### Instructions to follow
The full set of entries below is to be returned unchanged.

### Extracted material
PR #261, opened 2018-03-24
DATAJPA-1303. Added support ignoring case for finding collections

krupt:

### DIFF
--- a/src/main/java/org/springframework/data/jpa/repository/query/ParameterMetadataProvider.java
+++ b/src/main/java/org/springframework/data/jpa/repository/query/ParameterMetadataProvider.java
@@ -193,7 +193,7 @@ class ParameterMetadataProvider {
 		private final Type type;
 		private final ParameterExpression<T> expression;
 		private final PersistenceProvider persistenceProvider;
-		private final Part.IgnoreCaseType ignoreCaseType;
+		private final boolean ignoreCase;
 
 		/**
 		 * Creates a new {@link ParameterMetadata}.
@@ -204,7 +204,7 @@ class ParameterMetadataProvider {
 			this.expression = expression;
 			this.persistenceProvider = provider;
 			this.type = value == null && Type.SIMPLE_PROPERTY.equals(part.getType()) ? Type.IS_NULL : part.getType();
-			this.ignoreCaseType = part.shouldIgnoreCase();
+			this.ignoreCase = IgnoreCaseType.ALWAYS.equals(part.shouldIgnoreCase());
 		}
 
 		/**
@@ -251,7 +251,7 @@ class ParameterMetadataProvider {
 			}
 
 			return Collection.class.isAssignableFrom(expressionType) //
-					? persistenceProvider.potentiallyConvertEmptyCollection(upperIfIgnoreCase(ignoreCaseType, toCollection(value))) //
+					? persistenceProvider.potentiallyConvertEmptyCollection(upperIfIgnoreCase(ignoreCase, toCollection(value))) //
 					: value;
 		}
 
@@ -283,8 +283,9 @@ class ParameterMetadataProvider {
 
 		@Nullable
 		@SuppressWarnings("unchecked")
-		private static Collection<?> upperIfIgnoreCase(Part.IgnoreCaseType ignoreCaseType, @Nullable Collection<?> collection) {
-			if (IgnoreCaseType.ALWAYS.equals(ignoreCaseType)
+		private static Collection<?> upperIfIgnoreCase(boolean ignoreCase, @Nullable Collection<?>
+				collection) {
+			if (ignoreCase
 					&& !CollectionUtils.isEmpty(collection)) {
 				return ((Collection<String>) collection).stream()
 					.map(it -> {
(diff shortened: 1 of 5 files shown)


pivotal-issuemaster:
@krupt Please sign the [Contributor License Agreement](https://cla.pivotal.io/sign/spring?repositoryId=spring-projects/spring-data-jpa&pullRequestId=261)!

[Click here](https://cla.pivotal.io/sync/spring?repositoryId=spring-projects/spring-data-jpa&pullRequestId=261) to manually synchronize the status of this Pull Request.

pivotal-issuemaster:
@krupt Thank you for signing the [Contributor License Agreement](https://cla.pivotal.io/sign/spring?repositoryId=spring-projects/spring-data-jpa&pullRequestId=261)!

src/main/java/org/springframework/data/jpa/repository/query/ParameterMetadataProvider.java
```diff
@@ -185,19 +188,21 @@ private ParameterMetadataProvider(CriteriaBuilder builder, @Nullable Iterator<Ob
...
 
+		private final Part part;
 		private final Type type;
 		private final ParameterExpression<T> expression;
 		private final PersistenceProvider persistenceProvider;
 
 		/**
 		 * Creates a new {@link ParameterMetadata}.
 		 */
-		public ParameterMetadata(ParameterExpression<T> expression, Type type, @Nullable Object value,
```
olivergierke: Can you clarify why this change is needed? I don't feel comfortable with making `ParameterMetadata` aware of anything ignore-case related. Shouldn't the handling of that be applied in the code eventually calling `….prepare(…)`?

src/main/java/org/springframework/data/jpa/repository/query/ParameterMetadataProvider.java
```diff
@@ -232,19 +237,19 @@ public Object prepare(Object value) {
 
 				switch (type) {
 					case STARTING_WITH:
-						return String.format("%s%%", value.toString());
```
olivergierke: Please avoid changes unrelated to the actual improvement we're trying to fix.

src/main/java/org/springframework/data/jpa/repository/query/ParameterMetadataProvider.java
```diff
@@ -232,19 +237,19 @@ public Object prepare(Object value) {
...
 					case CONTAINING:
 					case NOT_CONTAINING:
-						return String.format("%%%s%%", value.toString());
+						return "%" + value + "%";
 					default:
 						return value;
 				}
 			}
 
-			return Collection.class.isAssignableFrom(expressionType) //
```
olivergierke: Please avoid changes unrelated to the actual improvement we're trying to fix.

src/test/java/org/springframework/data/jpa/repository/UserRepositoryTests.java
```diff
@@ -1175,6 +1175,48 @@ public void findByElementCollectionAttribute() {
 		assertThat(result).containsOnly(firstUser, secondUser);
 	}
 
+	@Test
```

### Solution for this problem
PR #261, opened 2018-03-24
DATAJPA-1303. Added support ignoring case for finding collections

krupt:

### DIFF
--- a/src/main/java/org/springframework/data/jpa/repository/query/ParameterMetadataProvider.java
+++ b/src/main/java/org/springframework/data/jpa/repository/query/ParameterMetadataProvider.java
@@ -193,7 +193,7 @@ class ParameterMetadataProvider {
 		private final Type type;
 		private final ParameterExpression<T> expression;
 		private final PersistenceProvider persistenceProvider;
-		private final Part.IgnoreCaseType ignoreCaseType;
+		private final boolean ignoreCase;
 
 		/**
 		 * Creates a new {@link ParameterMetadata}.
@@ -204,7 +204,7 @@ class ParameterMetadataProvider {
 			this.expression = expression;
 			this.persistenceProvider = provider;
 			this.type = value == null && Type.SIMPLE_PROPERTY.equals(part.getType()) ? Type.IS_NULL : part.getType();
-			this.ignoreCaseType = part.shouldIgnoreCase();
+			this.ignoreCase = IgnoreCaseType.ALWAYS.equals(part.shouldIgnoreCase());
 		}
 
 		/**
@@ -251,7 +251,7 @@ class ParameterMetadataProvider {
 			}
 
 			return Collection.class.isAssignableFrom(expressionType) //
-					? persistenceProvider.potentiallyConvertEmptyCollection(upperIfIgnoreCase(ignoreCaseType, toCollection(value))) //
+					? persistenceProvider.potentiallyConvertEmptyCollection(upperIfIgnoreCase(ignoreCase, toCollection(value))) //
 					: value;
 		}
 
@@ -283,8 +283,9 @@ class ParameterMetadataProvider {
 
 		@Nullable
 		@SuppressWarnings("unchecked")
-		private static Collection<?> upperIfIgnoreCase(Part.IgnoreCaseType ignoreCaseType, @Nullable Collection<?> collection) {
-			if (IgnoreCaseType.ALWAYS.equals(ignoreCaseType)
+		private static Collection<?> upperIfIgnoreCase(boolean ignoreCase, @Nullable Collection<?>
+				collection) {
+			if (ignoreCase
 					&& !CollectionUtils.isEmpty(collection)) {
 				return ((Collection<String>) collection).stream()
 					.map(it -> {
(diff shortened: 1 of 5 files shown)


pivotal-issuemaster:
@krupt Please sign the [Contributor License Agreement](https://cla.pivotal.io/sign/spring?repositoryId=spring-projects/spring-data-jpa&pullRequestId=261)!

[Click here](https://cla.pivotal.io/sync/spring?repositoryId=spring-projects/spring-data-jpa&pullRequestId=261) to manually synchronize the status of this Pull Request.

pivotal-issuemaster:
@krupt Thank you for signing the [Contributor License Agreement](https://cla.pivotal.io/sign/spring?repositoryId=spring-projects/spring-data-jpa&pullRequestId=261)!

src/main/java/org/springframework/data/jpa/repository/query/ParameterMetadataProvider.java
```diff
@@ -185,19 +188,21 @@ private ParameterMetadataProvider(CriteriaBuilder builder, @Nullable Iterator<Ob
...
 
+		private final Part part;
 		private final Type type;
 		private final ParameterExpression<T> expression;
 		private final PersistenceProvider persistenceProvider;
 
 		/**
 		 * Creates a new {@link ParameterMetadata}.
 		 */
-		public ParameterMetadata(ParameterExpression<T> expression, Type type, @Nullable Object value,
```
olivergierke: Can you clarify why this change is needed? I don't feel comfortable with making `ParameterMetadata` aware of anything ignore-case related. Shouldn't the handling of that be applied in the code eventually calling `….prepare(…)`?

src/main/java/org/springframework/data/jpa/repository/query/ParameterMetadataProvider.java
```diff
@@ -232,19 +237,19 @@ public Object prepare(Object value) {
 
 				switch (type) {
 					case STARTING_WITH:
-						return String.format("%s%%", value.toString());
```
olivergierke: Please avoid changes unrelated to the actual improvement we're trying to fix.

src/main/java/org/springframework/data/jpa/repository/query/ParameterMetadataProvider.java
```diff
@@ -232,19 +237,19 @@ public Object prepare(Object value) {
...
 					case CONTAINING:
 					case NOT_CONTAINING:
-						return String.format("%%%s%%", value.toString());
+						return "%" + value + "%";
 					default:
 						return value;
 				}
 			}
 
-			return Collection.class.isAssignableFrom(expressionType) //
```
olivergierke: Please avoid changes unrelated to the actual improvement we're trying to fix.

src/test/java/org/springframework/data/jpa/repository/UserRepositoryTests.java
```diff
@@ -1175,6 +1175,48 @@ public void findByElementCollectionAttribute() {
 		assertThat(result).containsOnly(firstUser, secondUser);
 	}
 
+	@Test
```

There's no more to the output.